Space-Time adaptive network for origin-destination passenger demand prediction

Short-term origin–destination passenger demand prediction involves modeling spatial and temporal characteristics of urban traffic, such as periodicity in demand rate and directionality in flow path. Meanwhile, spatial and temporal heterogeneities often lead to constantly evolving dynamics in in passenger demand, e.g., passengers may exhibit different mobility patterns at different periods or in different regions. Many models fail to capture these heterogeneities and adjust parameters adaptively, leading to suboptimal prediction results. In this paper, we propose a novel space–time adaptive network (STAN) to address these issues. Spatially, an edge-based backbone with a global receptive field is devised. Edge embeddings directly represent pair-wise relations between regions, preserving more fine-grained information and directional interactions. The backbone adaptively updates edge embeddings by fusing static and dynamic information from origin and destination regions, enabling the model to learn intricate spatial relations from simple input data (i.e., basic relation graphs and historical OD matrices). Temporally, a prompter mechanism is proposed to inject temporal information into model parameters, making them time-dependent.
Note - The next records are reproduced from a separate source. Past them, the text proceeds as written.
PR #973, opened 2026-03-08
Update requirements.md

colinmackinlay:
On Ubuntu 24.04, namespace restrictions cause this error:

`No usable sandbox! If you are running on Ubuntu 23.10+ or another Linux distro that has disabled unprivileged user namespaces with AppArmor`

This can be fixed by adding two lines to `/etc/syscntl.conf`.

References:
- [Laracsts](https://laracasts.com/discuss/channels/laravel/laravel-pdf-spatie-puppeteer-forge-no-usable-sandbox-error-in-production)
- [AskUbuntu](https://askubuntu.com/questions/1545324/solved-ubuntu-24-04-broke-sandboxing-how2-fix)

### DIFF
--- a/docs/requirements.md
+++ b/docs/requirements.md
@@ -35,7 +35,12 @@ npx puppeteer browsers install chrome
 
 # Install dependencies
 sudo apt update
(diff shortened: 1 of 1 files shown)


freekmurze:
Thanks!

PR #975, opened 2026-04-17
feat: Use only request interception when needed

kissifrot:
## Problem

`browser.cjs` unconditionally calls `page.setRequestInterception(true)` for every request, even when none of the features that require it are used (image blocking, URL blocking, POST params, etc.).

When request interception is enabled, Puppeteer routes every network request through the Chrome DevTools Protocol, which introduces detectable timing anomalies. Anti-bot systems (Cloudflare, Datadome, etc.) fingerprint this behaviour and serve a block page instead of the real content — even when stealth plugins are active.

## Solution

Compute a `needsInterception` flag based on whether any interception-dependent option is present in the request:

   - disableImages
   - blockDomains / blockUrls
   - disableRedirects
   - extraNavigationHTTPHeaders
   - contentUrl
   - postParams

 `setRequestInterception(true) `and the `request` event listener are only registered when at least one of these is set. For a plain content/screenshot/pdf request with none of these options, the browser behaves as a native Chrome instance, making stealth evasions significantly more effective.

The `console`, `pageerror` and `response` event listeners are unaffected and remain always registered.

## Testing

I didn't feel the need to add new tests, as existing ones already cover affected code.

### DIFF
--- a/bin/browser.cjs
+++ b/bin/browser.cjs
@@ -124,8 +124,6 @@ const callChrome = async pup => {
             await page.setJavaScriptEnabled(false);
         }
 
-        await page.setRequestInterception(true);
-
         const contentUrl = request.options.contentUrl;
         const parsedContentUrl = contentUrl ? contentUrl.replace(/\/$/, "") : undefined;
         let pageContent;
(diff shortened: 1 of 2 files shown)


freekmurze (changes requested):
Thanks for tackling this — the stealth motivation is valid. However, this change regresses URL capture, which is why every CI job is failing on `it can get the requests list` (and `BrowsershotTest.php:1085` / `:1109` also assert on `getRequestsList()`).

## The regression

The `page.on('request', ...)` listener does two jobs:

1. **Populate `requestsList`** (backing `Browsershot::triggeredRequests()` and `ChromiumResult::getRequestsList()`), gated only on `!disableCaptureURLS`.
2. **Abort/modify requests** (images, blocked domains, redirects, header injection, pageContent, postParams).

This PR hides the whole listener behind `needsInterception`, so job #1 silently stops working for any caller that just wants to inspect which URLs a page loads. That's a public API surface (`triggeredRequests()` is documented) and the failing tests confirm it.

## Suggested fix

In Puppeteer, the `request` event fires regardless of `setRequestInterception(true)` — interception is only required to call `.abort()`, `.continue()`, or `.respond()`. So the two concerns can be split:

- Always register a lightweight listener that pushes to `requestsList` (unless `disableCaptureURLS`).
- Only enable `setRequestInterception(true)` and the abort/continue/respond logic when one of the truly interception-dependent options is set.

That preserves the stealth win for the common screenshot/pdf case while keeping `triggeredRequests()` intact.

## Tests

Please add a test covering the new behaviour: e.g. a plain screenshot call should still return `triggeredRequests()` correctly, and a call with `disableImages` (or another interception option) should still abort images. The existing tests prove the regression but don't pin down the intent of the change itself.

kissifrot:
Thanks for the review, I missed this part indeed :sweat: , it's now fixed
I added an additional test too :slightly_smiling_face: 

BTW if you want to test for 404 status pages you can try [httpbin](http://httpbin.org/status/404) instead of Google

PR #979, opened 2026-05-27
Fix typo in sysctl configuration instructions

intrepidws:
Corrected the file path from '/etc/syscntl.conf' to '/etc/sysctl.conf' in the requirements documentation.


freekmurze:
Thanks!

PR #670, opened 2022-06-24
#666 - remove static var to support run in multi-thread env

### LINKED ISSUE #666: Support for run JSBSim instance in multi-thread environment
**Feature request**

**Describe the issue**
  I'm a developer, and used JSBSim as a C++ static library for a quiet long time. Everything works like a charms, until i try to run mutilple JSBSim instance conurrently. It will crash sometimes. After some debugging, i found that the message queue in FGJSBBase in a static variable. The thread try to pop a empty queue which clear by other thread lead to this issue.

```
 static std::queue <Message> Messages;
```

So i'd like to request a feature to support run JSBSim in multi-thread env.

**Environment:**
 - OS: macOS/Windows
 - JSBSim v1.1.11
 - C++

**Other information**
same type issue as #201

kemen209:
Temperary solution to fix #666


bcoconni:
Hi @kemen209, thanks for the PR but that's far too much complicated a change.
I'd prefer this being discussed in issue #666, if you don't mind.

Your PR is rejected.

Issue #684, opened 2022-07-25
Prefer PROJECT_SOURCE_DIR over CMAKE_SOURCE_DIR


Aaron-SP:
When bundling JSBSIM as an external project using CMAKE FetchContent, JSBSIM is not configured because it uses CMAKE_SOURCE_DIR instead of PROJECT_SOURCE_DIR.

[CMAKE Issue Explained](https://stackoverflow.com/questions/32028667/are-cmake-source-dir-and-project-source-dir-the-same-in-cmake)

I've made a fork with this change at [repo](https://github.com/Aaron-SP/jsbsim).

Does it make sense to make this change to expand packaging capabilities of JSBSim with CMAKE?

bcoconni:
Thanks for reporting this issue.
Would you mind submitting a pull request from your repo ?

Aaron-SP:
I have opened a pull request [here](https://github.com/JSBSim-Team/jsbsim/pull/689). This fixes my issue but I did not check building the extra modules such as Python etc. We might want to double check that any files that code generate CMAKE are also updated, not sure.

bcoconni:
Your pull request has been merged.
Thanks for your contribution 👍

PR #689, opened 2022-07-28
Prefer PROJECT_SOURCE_DIR over CMAKE_SOURCE_DIR

Aaron-SP:
This PR fixes issues with embedding JSBSim into a higher level repository where JSBSim is not at the highest CMAKE level. This supports use cases such as CMAKE FetchContent.

Linking original issue [here](https://github.com/JSBSim-Team/jsbsim/issues/684#issue-1317159634)


bcoconni:
> This fixes my issue but I did not check building the extra modules such as Python etc. We might want to double check that any files that code generate CMAKE are also updated, not sure.

[All the checks have passed](https://github.com/JSBSim-Team/jsbsim/actions/runs/2757069041).

bcoconni (approved):
Looks good to me.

The parameter values exhibit periodicity and continuity for all periods, meanwhile, they can be adjusted for each specific period. It makes the model time-aware and enables it to identify similar periods and differentiate dissimilar ones during training. Extensive experiments are conducted on two real-world datasets (i.e., ten-month taxi trips in New York and one-month ride-hailing trips in Ningbo), and the results demonstrate that our model outperforms baseline models and automatically learns certain spatial and temporal semantics. With its simple yet highly scalable structure, our model proves beneficial for implementations and can assist related tasks such as driver-passenger matching and surge pricing.